The board for Maryland's largest water utility on Wednesday recommended three proposals to local officials for a new rate structure aimed at making bills more predictable and less discriminatory for larger households.
With no discussion, the board for the Washington Suburban Sanitary Commission (WSSC) forwarded to officials in Montgomery and Prince Georges counties three staff recommendations for a new pricing system. County officials are expected to provide feedback this spring before the board approves a new system in June.
In general, each of the three proposals would result in higher water bills for smaller households and lower bills for larger ones. Depending on how much water a home uses, projected increases in quarterly bills would range from about $2 to $10, and potential savings would range from $5 to $114.
WSSC provides water and sewer services to nearly 2 million people in the Washington suburbs.
Under all three proposals, WSSC would keep a tiered pricing system designed to encourage conservation by charging more per-gallon as people use more. However, customers would pay higher rates only for the number of gallons that bump into each tier. WSSC's current system charges the highest-tier price for the entire quarter, going back to the first drop, which can result in drastic fluctuations in bills.
It was that provision, believed to be unique among U.S. utilities, that prompted the Maryland Public Service Commission in March to order WSSC to devise a new rate structure. The commission agreed with a utility law judge and a Bethesda resident that the 25-year-old pricing system violated Maryland law by being "unduly discriminatory" and "unreasonable" because larger households could end up paying more per gallon.
The new rate structure would take effect in July 2019.
The six-member board also voted Wednesday to renew a controversial contract with a company that markets home pipe-repair plans to WSSC customers. The partnership with Connecticut-based HomeServe USA came under scrutiny in 2016, after reports that HomeServe had paid more than $400,000 to settle allegations that it misled consumers in six states, including Maryland.
Under the contract, HomeServe may use WSSC's logo in mailings to utility customers. Residents, not WSSC, are responsible for breaks or leaks in pipes leading from the street to their home.
Crystal Knight-Lee, WSSC's customer service director, told the board about 73,000 residential customers — about one in five — had bought HomeServe plans. Customers pay a monthly fee between $4 and $10 for plans that cover repairs to water and sewer lines or interior plumbing.
Knight-Lee said WSSC partnered with HomeServe to provide customers an affordable way to avoid thousands of dollars in plumbing bills from emergency repairs. She said the 2,800 claims made under HomeServe plans so far have saved WSSC customers more than $2.3 million in repair bills. HomeServe also has contributed more than $367,000 toward assisting low-income WSSC customers who have a plumbing emergency but can't afford a service plan, the utility said.

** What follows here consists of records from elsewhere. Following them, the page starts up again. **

PR #49, opened 2015-10-18
(DM-4113) add an optional `lfs` key to repos.yaml hash format

jhoblitt:
The only allowed value is `true` to indicate the repo is using git-lfs.

### DIFF
--- a/bin/deploy
+++ b/bin/deploy
@@ -9,6 +9,7 @@ source ${SCRIPT_DIR}/../etc/settings.cfg.sh
 EUPS_VERSION=${EUPS_VERSION:-1.5.9}         # Version of EUPS to install
 MINICONDA_VERSION=${MINICONDA_VERSION:-latest} # Version of Miniconda to install
 GIT_VERSION=${GIT_VERSION:-2.2.2}           # Version of git to install
+LFS_VERSION=${LFS_VERSION:-1.0.2}           # Version of git-lfs to install
 
 set -e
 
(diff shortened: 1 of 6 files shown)


bin/repos-lint
```diff
@@ -37,42 +46,60 @@ def check_repo_spec(spec):
...
-    # currently we only support the url and ref keys
-    if all(key in spec for key in supported_keys):
+    if 'url' in spec:
         validate_repo_url(spec['url'])
+    if 'ref' in spec:
         validate_string(spec['ref'])
+    if 'lfs' in spec:
+        validate_bool(spec['lfs'])
+        if spec['lfs'] != True:
+            raise ValueError('the only supported value for lfs is true')
```
timj: Seems a bit mean for `false` not to be supported :smile:

jmatt:
I'm running into an build failure when I'm pip installing requirements using python3.5 on Mac OS X 10.10. This is relevant since ./bin/repos-lint uses python3

See: https://gist.github.com/jmatt/18f517d4037878fbfdb7

I had no issues when I installed PyYAML directly. I also had no issues with brew installed python3.4 (3.4.3_2). This came up when reviewing DM-4113. But is likely outside the scope of DM-4113, so maybe I should create another issue.

bin/deploy
```diff
@@ -74,6 +75,28 @@ test -f "$LSSTSW/lfs/.git.deployed" || ( # git
     touch "$LSSTSW/lfs/.git.deployed"
 )
 
+test -f "${LSSTSW}/lfs/.git-lfs.deployed" || (
```
jmatt: You are mixing your ${LSSTSW} and $LSSTSW formatted bash variables. Semantically they are the same unless there are issues with tokenizing. But it still sets off my OCD or mental linter. :)

jmatt:
+1

bin/repos-lint
```diff
@@ -37,42 +46,60 @@ def check_repo_spec(spec):
...
 
-    if missing_keys or unknown_keys:
+    if no_options or missing_keys or unknown_keys:
         message = ""
         for k in missing_keys:
             message += "missing mandatory key: %s\n" % k
         for k in unknown_keys:
             message += "unknown key: %s\n" % k
+        if no_options:
+            message += "aleast one of these keys is required: %s\n" \
```
ktlim: "at least"; you might also say that the other option is not to use the bare URL.

bin/repos-lint
jhoblitt: `false` works with `lsst_build` but the linter is intended to steer folks into using the minimal form.

bin/deploy
jhoblitt: I've added a new commit that improves the ${} consistency a bit.

bin/repos-lint
jhoblitt: fixed

jhoblitt:
This needs a new manual test before merging.

bin/deploy
jhoblitt: The cleanups were more noise then is reasonable in a single PR, and travis seems to be having  a problem installing shellcheck, so I've split it off as #53 which can be rebased after this PR is merged..

PR #51, opened 2015-10-22
Remove obs_cfht from repos.yaml

SimonKrughoff:
It turns out that obs_cfht has a dependency on a repo of test data.
I don't think we want to make lsst_apps depend on yet another data
repo, so I'm removing obs_cfht


ktlim:
I think it's OK for repos to be in `repos.yaml` but not in anything's table file.  Eventually we need to figure out a way to test these, even if they're as separate top-level products.

PR #60, opened 2015-11-30
no longer use install_name_tool to change load addresses

danielsf:
In the past, we have dealt with GalSim's inability to find anaconda's libpython2.7.dylib when building on a Mac by using install_name_tool to change the load address of libpython2.7.dylib after it is built by lsstsw's deploy script.  This change is not robust against users running conda update on their python installation (in which case, the load address can be reverted to its default value, which GalSim cannot find).  Recent changes to the EUPS GalSim package mean that we are now using install_name_tool to temporarily change the load addresses while GalSim is being built, and then reverting those changes after the build is complete.  The present pull request removes the use of install_name_tool from lsstsw's deploy script, as it is no longer needed.

### DIFF
--- a/bin/deploy
+++ b/bin/deploy
@@ -36,15 +36,6 @@ test -f "$LSSTSW/miniconda/.deployed" || ( # Anaconda
     curl -# -L -O http://repo.continuum.io/miniconda/${miniconda_file_name}
     bash ${miniconda_file_name} -b -p "$LSSTSW/miniconda"
 
-    if [[ $(uname -s) = Darwin* ]]; then
-        #run install_name_tool on all of the libpythonX.X.dylib dynamic
-        #libraries in miniconda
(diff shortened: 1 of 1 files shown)


timj:
@danielsf given the GalSim discussion, are you saying that modifying this patch to add the `@rpath` would fix the GalSim problem?

danielsf:
Yes (in the case of lsstsw).  But, based on the discussion on SIM-1637, we need to find a solution that does not rely on install_name_tool anyway, right?

timj:
Yes. We can't insist on an anaconda installed by us so of course none of these hacks can be the solution.

jhoblitt:
@timj / @danielsf Should we go ahead and merge this?

timj:
Yes. We can't rely on hacking up the installed python libraries.

jhoblitt:
Works for me.

PR #63, opened 2015-12-03
(DM-4534) shellcheck

jhoblitt:


jhoblitt:
Currently based on top of #62 -- should be rebased on master after that PR is merged.

bin/deploy
```diff
@@ -33,15 +33,15 @@ test -f "$LSSTSW/miniconda/.deployed" || ( # Anaconda
...
-    curl -# -L -O http://repo.continuum.io/miniconda/${miniconda_file_name}
-    bash ${miniconda_file_name} -b -p "$LSSTSW/miniconda"
+    curl -# -L -O "http://repo.continuum.io/miniconda/${miniconda_file_name}"
+    bash "$miniconda_file_name" -b -p "${LSSTSW}/miniconda"
 
     if [[ $(uname -s) = Darwin* ]]; then
         #run install_name_tool on all of the libpythonX.X.dylib dynamic
         #libraries in miniconda
-        for entry in $LSSTSW/miniconda/lib/libpython*.dylib
+        for entry in ${LSSTSW}/miniconda/lib/libpython*.dylib
```
timj: So there is no need to use `"${LSSTSW}"/` here?

jhoblitt: Good question... perhaps a parser bug?

jhoblitt: Yep. Known bug: https://github.com/koalaman/shellcheck/issues/300

bin/deploy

Some customers had complained that seeing WSSC's logo on HomeServe's marketing materials left them confused about whether WSSC thought their pipes were vulnerable. Many of the allegations from attorneys general or state officials in Maryland, New York, Kentucky, Ohio, Massachusetts and Georgia related to HomeServe's solicitations appearing to come from local utilities or governments.
HomeServe officials have said the company did not agree with any of the allegations in reaching financial settlements and has changed the marketing materials that drew scrutiny in 2010.
WSSC board members noted that they had scrutinized how large the WSSC logo could be on HomeServe's marketing materials and where it could be placed.
WSSC officials said the Maryland Attorney General's Office hadn't received any new complaints about the company since WSSC's contract started last year and that a utility survey found that 86 percent of customers who had made a claim under their HomeServe plan were "very satisfied."
Howard A. Denis, a Montgomery board member, said he would support renewing the contract for another year even though he had "some lingering concerns." Those included complaints from plumbers not affiliated with HomeServe.
Denis said he hasn't heard any complaints recently but added, "We're putting HomeServe on notice that we're continuing to monitor the activity."
Omar M. Boulware, a commissioner for Prince George's, said he's been "tremendously impressed" with the comments he's heard from HomeServe customers.
"People have been very appreciative," he said.